The rifle on the stage



Chekhov, the legendary 19th-century Russian dramatist, liked to articulate his rule for creating suspense. He reputedly decreed: "If you say in the first chapter that there is a rifle hanging on the wall, in the second or third chapter it absolutely must go off." Actually, some scholars think the quote was slightly different: "One must not put a loaded rifle on the stage if no one is thinking of firing it."

Either way, the latest flap about abortion is positively Chekhovian.

All through the spring and summer, as Congress debated and negotiated health care reform, the abortion issue has been sitting out there, like a loaded weapon perched in the corner of the stage, creating suspense by its sheer presence, and, in accordance with Chekhov's rule, it was only a matter of time before somebody picked it up and fired. And blew a big hole in the Democrats' reform package, requiring major surgery.

What happened in the House on Saturday night (the passage of a restrictive anti-abortion provision, as the necessary price for securing support from anti-abortion Democrats for the overall reform package), and what may well happen next in the Senate (anti-abortion Democrats insisting that the Senate adopt the same provision, as the price for securing their support on reform) is actually a symptom of the Democratic party's recent electoral achievements. It's quite perverse, really. The Democrats have succeeded so well at crafting an ideologically diverse majority that now this same diversity might imperil the entire health reform effort.

To build and enhance their majorities in the House and Senate, Democrats in 2006 and 2008 recruited socially conservative candidates to run in socially conservative states. The strategy worked. Today, they have a robust crop of rank and filers who adamantly oppose abortion - and now, as the health reform push nears the eleventh hour, they're on a collision course with the much larger cohort of congressional Democrats who want to safeguard abortion rights.

Anti-abortion Democrats vow not to support health reform on final passage unless the restrictive language stays in. Their successful House provision bars abortion coverage in any government-run plan, and makes it exceedingly difficult for lower and middle-class women to get abortion coverage from the private insurance companies that intend to offer health plans in a new federally-supervised marketplace program. Sixty-four Democrats voted for that provision on Saturday night, roughly one-fourth of all House Democrats. That's enough voters to sink any final bill that emerges from a Senate-House conference committee (assuming one does emerge).

Meanwhile, some moderate/conservative Senate Democrats want to adopt that House provision, and vow not to vote Yes on reform itself unless the abortion crackdown language is included; yesterday, Sen. Ben Nelson of Nebraska said yesterday that without such a crackdown, "you can be sure I would vote against it" - and even though it's a tad galling for a guy from Nebraska to essentially dictate the health choices for lower and middle-class women nationwide, that's how the game is played. The Senate Democrats need all 60 of their brethren in order to even force a floor vote.

Yet if the Nelson types do get their way, the abortion-rights congressional Democrats are vowing to sink reform for their own reasons. House liberals reportedly have gathered more than 40 signatures already, declaring that they do not intend to aid and abet what they view as the biggest curb on women's legal abortion rights in a generation.

(Are the pro-choicers overstating the case? You decide. The anti-abortion language, which Nancy Pelosi had to swallow in order to eke out passage of the reform bill, decrees that no taxpayer money can be used for "any part of any health plan." Which means that any modest-income women who purchase private health insurance in the new marketplace program with the help of a federal subsidy would not be allowed to get abortion coverage. And if these companies can't sell abortion coverage in the new marketplace program, they might limit that coverage in general. Which would adversely affect those women who are capable of buying a health plan entirely with their own money.)

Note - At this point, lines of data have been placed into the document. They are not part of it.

PR #1975, opened 2026-07-10
Add shared glossary for AIEPFD plugin

kin0992:
Add a plugin-level glossary for `plugins/aiepfd` and have the `prd-alchemist` skill read it before proceeding.


plugins/aiepfd/references/glossary.md
```diff
@@ -0,0 +1,104 @@
+# AIEPFD glossary
+
+Shared domain glossary for skills in the `aiepfd` plugin. Read this file before
+interpreting or producing plugin artifacts so terms are used consistently across
+skills.
+
+This glossary mirrors the terminology in the Confluence page _Glossario del
```
gunzip: thoughts: as every other template is in english we may leave even this glossary in english

lucacavallaro (commented):
@kin0992, could you please explain the rationale behind this change? The glossary has ~2,000 tokens, which will be loaded upfront with every skill invocation.

I noticed that some terms in the glossary are very common (e.g., CI, CI/CD), so we might not need to instruct the model on these concepts.

Have you conducted any evals against these skills to measure the performance impact?

kin0992:
> @kin0992, could you please explain the rationale behind this change? The glossary has ~2,000 tokens, which will be loaded upfront with every skill invocation.
> 
> I noticed that some terms in the glossary are very common (e.g., CI, CI/CD), so we might not need to instruct the model on these concepts.
> 
> Have you conducted any evals against these skills to measure the performance impact?

@lucacavallaro the goal of this PR is to provide a common glossary to the skills of the plugin, so that is it not necessary to duplicate it inside them.
At the moment no evals have been executed except those during development (local only).

krusty93:
> > @kin0992, could you please explain the rationale behind this change? The glossary has ~2,000 tokens, which will be loaded upfront with every skill invocation.
> > I noticed that some terms in the glossary are very common (e.g., CI, CI/CD), so we might not need to instruct the model on these concepts.
> > Have you conducted any evals against these skills to measure the performance impact?
> 
> @lucacavallaro the goal of this PR is to provide a common glossary to the skills of the plugin, so that is it not necessary to duplicate it inside them. At the moment no evals have been executed except those during development (local only).

Perhaps we can drastically reduce the dimension by removing industry standard terms? I don't think it's meaningful to have an exact copy of the glossary actually on Confluence

lucacavallaro:
> > > @kin0992, could you please explain the rationale behind this change? The glossary has ~2,000 tokens, which will be loaded upfront with every skill invocation.
> > > I noticed that some terms in the glossary are very common (e.g., CI, CI/CD), so we might not need to instruct the model on these concepts.
> > > Have you conducted any evals against these skills to measure the performance impact?
> > 
> > 
> > @lucacavallaro the goal of this PR is to provide a common glossary to the skills of the plugin, so that is it not necessary to duplicate it inside them. At the moment no evals have been executed except those during development (local only).
> 
> Perhaps we can drastically reduce the dimension by removing industry standard terms? I don't think it's meaningful to have an exact copy of the glossary actually on Confluence

maybe we don't need the shared glossary at all, each skill can include (if required) only the terms it uses

plugins/aiepdf/references/glossary.md
```diff
@@ -0,0 +1,104 @@
+# AIEPFD glossary
+
+Shared domain glossary for skills in the `aiepfd` plugin. Read this file before
```
mamu0:
```suggestion
# AIEPDF glossary

Shared domain glossary for skills in the `aiepdf` plugin. Read this file before
```

plugins/aiepdf/skills/dr-blacksmith/SKILL.md
```diff
@@ -11,6 +11,12 @@ document. Product, Engineering, Design, control functions, and delivery
 stakeholders use it to review feasibility, align system behavior and contracts,
 and guide implementation.
 
+## Shared glossary
```
mamu0: [question(non-blocking)](https://pullpo.io/cc?l=question&d=non-blocking) 
I've seen this shared glossary into `dr-blacksmith`, `jira-magister`, `prd-alchemist`, and `uc-engraver`, but not into `confluence-librarian`, is this omission intentional?

krusty93:
I suggest to put this PR in draft and re-evaluate it in two month since now while iterating on skills improvement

One is tempted to challenge these abortion foes who protest the use of any tax dollars, even indirectly. All of us pay taxes that finance or subsidize all sorts of things that we find morally objectionable - the elective war in Iraq and its ruinous legacy come quickly to mind - but at the moment waxing philosphical is a luxury that Democrats can't afford. All that matters now are the vote tallies for final passage.

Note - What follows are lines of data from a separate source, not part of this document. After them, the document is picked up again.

PR #1986, opened 2026-07-15
Deploy Docker workloads after release

christian-calabrese:
## Summary

- deploy DX Metrics directly from the exact GHCR image published by the project release
- promote the released ARM64 MCP Server image from GHCR to ECR, then deploy that ECR image to the Lambda environments
- remove the redundant DX Metrics Import image workflow: the release process already publishes it, including `latest` for stable releases only
- trigger deployments from the matching Nx project release tags
- preserve the `release-azure-containerapp-v1.yaml` reusable workflow contract: existing build inputs and `sha-*` deployment behavior remain the default; `docker_image_tag` opt-in skips the build and deploys the released GHCR image

Deployments use the explicit release version, never `latest`, so release candidates cannot be deployed accidentally as a stable image.

## Validation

President Obama, who is generally reluctant to get into the policy weeds, finally weighed in on this issue yesterday, voicing concern that the anti-abortion language will have the effect of "restricting women's insurance choices" - and he ought to be concerned, since the amendment potentially undercuts his recent pledge that "if you're happy and satisfied with the insurance that you have, it's not going to change." But it's doubtful that his concerns will have much impact on however this issue plays out, given the clash opf emotions and convictions. Here in the final act, Chekhov's rifle has been fired and the smoke hangs in the air.